**WORK ORDER**
List all lines of the data containing the word "should".

Items from a data source:
• • • • •

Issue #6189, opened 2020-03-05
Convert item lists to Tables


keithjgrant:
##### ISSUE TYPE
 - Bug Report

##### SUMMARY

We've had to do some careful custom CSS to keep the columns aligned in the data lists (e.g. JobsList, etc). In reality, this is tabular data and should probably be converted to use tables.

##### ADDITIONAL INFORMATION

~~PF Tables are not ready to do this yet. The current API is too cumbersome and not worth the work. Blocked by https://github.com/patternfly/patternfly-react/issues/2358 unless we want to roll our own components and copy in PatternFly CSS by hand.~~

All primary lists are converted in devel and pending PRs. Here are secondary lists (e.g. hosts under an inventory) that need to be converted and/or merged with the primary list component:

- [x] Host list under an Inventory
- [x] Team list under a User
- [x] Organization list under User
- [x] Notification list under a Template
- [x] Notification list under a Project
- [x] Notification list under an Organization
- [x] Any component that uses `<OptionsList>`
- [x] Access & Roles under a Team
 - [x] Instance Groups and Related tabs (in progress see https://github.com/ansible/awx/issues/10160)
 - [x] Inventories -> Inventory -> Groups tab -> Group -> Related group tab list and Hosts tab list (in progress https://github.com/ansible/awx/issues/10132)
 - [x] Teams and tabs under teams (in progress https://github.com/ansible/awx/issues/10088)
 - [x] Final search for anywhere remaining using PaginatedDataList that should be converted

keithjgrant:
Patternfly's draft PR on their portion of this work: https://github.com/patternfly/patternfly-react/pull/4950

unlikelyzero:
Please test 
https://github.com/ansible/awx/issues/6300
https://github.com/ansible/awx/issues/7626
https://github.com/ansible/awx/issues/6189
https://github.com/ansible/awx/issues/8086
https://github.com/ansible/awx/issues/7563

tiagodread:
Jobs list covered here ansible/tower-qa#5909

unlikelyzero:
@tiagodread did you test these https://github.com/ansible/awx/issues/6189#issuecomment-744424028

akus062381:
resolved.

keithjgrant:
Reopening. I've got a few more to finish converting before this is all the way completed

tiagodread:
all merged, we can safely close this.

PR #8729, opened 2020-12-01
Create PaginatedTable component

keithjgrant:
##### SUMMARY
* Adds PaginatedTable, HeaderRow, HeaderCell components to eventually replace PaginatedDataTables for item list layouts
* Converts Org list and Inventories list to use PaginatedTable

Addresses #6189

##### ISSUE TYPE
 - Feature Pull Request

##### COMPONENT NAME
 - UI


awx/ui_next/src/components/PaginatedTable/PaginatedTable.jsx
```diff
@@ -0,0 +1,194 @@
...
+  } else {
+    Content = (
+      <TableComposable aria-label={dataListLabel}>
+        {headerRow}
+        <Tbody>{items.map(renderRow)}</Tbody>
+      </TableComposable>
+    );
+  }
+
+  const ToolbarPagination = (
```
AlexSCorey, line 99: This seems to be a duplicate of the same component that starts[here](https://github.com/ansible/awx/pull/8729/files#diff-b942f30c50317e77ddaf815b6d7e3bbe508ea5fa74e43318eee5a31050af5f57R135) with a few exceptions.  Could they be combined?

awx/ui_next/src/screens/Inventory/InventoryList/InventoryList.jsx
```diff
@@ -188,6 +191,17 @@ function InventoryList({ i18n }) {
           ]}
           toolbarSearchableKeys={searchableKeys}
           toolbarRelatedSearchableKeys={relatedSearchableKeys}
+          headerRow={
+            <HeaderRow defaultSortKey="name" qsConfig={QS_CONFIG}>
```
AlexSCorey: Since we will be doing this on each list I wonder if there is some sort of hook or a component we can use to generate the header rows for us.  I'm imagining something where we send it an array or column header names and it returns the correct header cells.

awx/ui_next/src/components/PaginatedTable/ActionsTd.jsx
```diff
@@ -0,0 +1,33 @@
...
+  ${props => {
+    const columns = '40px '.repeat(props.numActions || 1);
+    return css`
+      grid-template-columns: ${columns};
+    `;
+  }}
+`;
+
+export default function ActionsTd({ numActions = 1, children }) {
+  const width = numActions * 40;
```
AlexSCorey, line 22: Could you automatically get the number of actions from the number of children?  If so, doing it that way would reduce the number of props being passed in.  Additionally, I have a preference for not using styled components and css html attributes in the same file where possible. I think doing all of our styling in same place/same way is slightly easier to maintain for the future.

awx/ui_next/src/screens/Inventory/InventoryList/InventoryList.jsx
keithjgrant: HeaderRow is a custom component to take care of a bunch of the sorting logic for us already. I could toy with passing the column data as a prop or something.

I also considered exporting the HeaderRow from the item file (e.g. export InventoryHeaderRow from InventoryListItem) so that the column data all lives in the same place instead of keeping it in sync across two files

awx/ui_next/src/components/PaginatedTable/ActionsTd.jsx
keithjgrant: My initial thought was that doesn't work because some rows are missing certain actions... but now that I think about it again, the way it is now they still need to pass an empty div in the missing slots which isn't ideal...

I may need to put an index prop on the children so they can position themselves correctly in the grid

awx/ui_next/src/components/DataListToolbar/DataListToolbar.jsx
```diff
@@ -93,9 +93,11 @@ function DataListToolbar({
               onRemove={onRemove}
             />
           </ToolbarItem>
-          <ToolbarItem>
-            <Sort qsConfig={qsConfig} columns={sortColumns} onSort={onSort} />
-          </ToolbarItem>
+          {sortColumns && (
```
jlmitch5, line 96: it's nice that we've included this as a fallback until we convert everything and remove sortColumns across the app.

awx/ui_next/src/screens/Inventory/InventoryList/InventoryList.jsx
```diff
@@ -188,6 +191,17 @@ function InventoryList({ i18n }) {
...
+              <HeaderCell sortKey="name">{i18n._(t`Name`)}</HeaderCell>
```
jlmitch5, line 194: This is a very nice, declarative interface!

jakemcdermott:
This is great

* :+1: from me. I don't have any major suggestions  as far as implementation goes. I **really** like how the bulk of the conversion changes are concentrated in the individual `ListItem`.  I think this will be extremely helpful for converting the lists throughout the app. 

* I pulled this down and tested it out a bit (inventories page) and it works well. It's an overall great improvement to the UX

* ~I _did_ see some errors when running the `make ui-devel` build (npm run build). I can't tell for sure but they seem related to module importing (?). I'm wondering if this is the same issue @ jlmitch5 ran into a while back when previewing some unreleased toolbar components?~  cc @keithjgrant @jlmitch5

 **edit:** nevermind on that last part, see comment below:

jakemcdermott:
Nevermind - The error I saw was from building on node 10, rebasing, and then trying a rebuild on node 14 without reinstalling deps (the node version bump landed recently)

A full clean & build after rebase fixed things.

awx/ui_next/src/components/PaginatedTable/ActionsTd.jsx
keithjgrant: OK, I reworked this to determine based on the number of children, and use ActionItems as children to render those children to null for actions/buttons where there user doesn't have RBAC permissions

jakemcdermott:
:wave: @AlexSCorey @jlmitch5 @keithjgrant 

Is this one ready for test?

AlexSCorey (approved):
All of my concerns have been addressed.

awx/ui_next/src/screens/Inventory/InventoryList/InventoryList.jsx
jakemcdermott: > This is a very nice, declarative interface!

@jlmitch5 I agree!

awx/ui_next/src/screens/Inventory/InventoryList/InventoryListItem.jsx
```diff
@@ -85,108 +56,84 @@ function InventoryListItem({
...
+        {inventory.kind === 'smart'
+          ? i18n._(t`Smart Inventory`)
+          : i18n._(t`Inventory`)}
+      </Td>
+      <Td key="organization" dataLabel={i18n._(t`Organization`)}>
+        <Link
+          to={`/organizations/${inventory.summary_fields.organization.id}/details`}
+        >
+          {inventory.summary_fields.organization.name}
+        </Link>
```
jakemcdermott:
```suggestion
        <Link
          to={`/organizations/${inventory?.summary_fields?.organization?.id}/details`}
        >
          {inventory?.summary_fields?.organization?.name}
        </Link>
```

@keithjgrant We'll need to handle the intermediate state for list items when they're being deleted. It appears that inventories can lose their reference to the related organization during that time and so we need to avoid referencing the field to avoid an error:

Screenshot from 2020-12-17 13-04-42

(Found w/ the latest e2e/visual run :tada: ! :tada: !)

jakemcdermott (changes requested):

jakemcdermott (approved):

• • • • •

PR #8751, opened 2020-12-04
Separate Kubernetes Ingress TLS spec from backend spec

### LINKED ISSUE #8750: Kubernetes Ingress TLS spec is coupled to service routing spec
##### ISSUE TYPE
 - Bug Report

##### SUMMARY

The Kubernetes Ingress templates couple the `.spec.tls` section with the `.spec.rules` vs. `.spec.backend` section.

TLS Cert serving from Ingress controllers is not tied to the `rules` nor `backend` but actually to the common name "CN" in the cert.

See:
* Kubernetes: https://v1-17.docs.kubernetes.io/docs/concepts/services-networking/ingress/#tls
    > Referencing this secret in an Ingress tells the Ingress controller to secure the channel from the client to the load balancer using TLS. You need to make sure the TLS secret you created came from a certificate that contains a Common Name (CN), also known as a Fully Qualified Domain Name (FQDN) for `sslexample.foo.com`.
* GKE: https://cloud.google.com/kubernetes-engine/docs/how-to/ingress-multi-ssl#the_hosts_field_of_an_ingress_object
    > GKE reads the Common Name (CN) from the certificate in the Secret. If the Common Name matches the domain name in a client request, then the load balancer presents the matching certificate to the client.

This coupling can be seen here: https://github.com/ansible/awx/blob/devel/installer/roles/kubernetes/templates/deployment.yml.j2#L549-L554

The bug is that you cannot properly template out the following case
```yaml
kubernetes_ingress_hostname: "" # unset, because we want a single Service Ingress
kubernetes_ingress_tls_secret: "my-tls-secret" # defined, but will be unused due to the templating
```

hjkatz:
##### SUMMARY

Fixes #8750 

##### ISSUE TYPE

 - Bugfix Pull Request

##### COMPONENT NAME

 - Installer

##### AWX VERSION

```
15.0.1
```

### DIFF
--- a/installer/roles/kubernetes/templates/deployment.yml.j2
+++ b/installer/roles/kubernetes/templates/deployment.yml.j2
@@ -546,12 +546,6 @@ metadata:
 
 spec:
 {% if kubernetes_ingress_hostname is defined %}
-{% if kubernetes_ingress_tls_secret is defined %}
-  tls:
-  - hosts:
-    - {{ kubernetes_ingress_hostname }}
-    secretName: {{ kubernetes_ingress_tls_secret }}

• • • • •

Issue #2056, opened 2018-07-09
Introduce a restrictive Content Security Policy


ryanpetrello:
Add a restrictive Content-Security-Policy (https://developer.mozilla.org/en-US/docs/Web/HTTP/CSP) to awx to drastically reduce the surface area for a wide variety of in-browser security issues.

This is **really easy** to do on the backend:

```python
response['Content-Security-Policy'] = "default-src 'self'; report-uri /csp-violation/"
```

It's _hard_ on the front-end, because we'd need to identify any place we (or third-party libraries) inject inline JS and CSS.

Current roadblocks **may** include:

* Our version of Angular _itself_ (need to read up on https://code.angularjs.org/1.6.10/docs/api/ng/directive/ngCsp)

• • • • •

**THE ANSWER**
We've had to do some careful custom CSS to keep the columns aligned in the data lists (e.g. JobsList, etc). In reality, this is tabular data and should probably be converted to use tables.
 - [x] Final search for anywhere remaining using PaginatedDataList that should be converted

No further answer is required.